**TASK:**
Begin with the line containing "alternatives you've considered**" and reproduce it and all later lines exactly, through the last line of the records. Add nothing else.

--- RECORDS FOR PROCESSING ---

Issue #332, opened 2022-09-22
eps8266


bakty04:
**Is your feature request related to a problem? Please describe.**

**Describe the solution you'd like**

**Describe alternatives you've considered**

**Additional context**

---

**WRITTEN SOLUTION:**
**Describe alternatives you've considered**

**Additional context**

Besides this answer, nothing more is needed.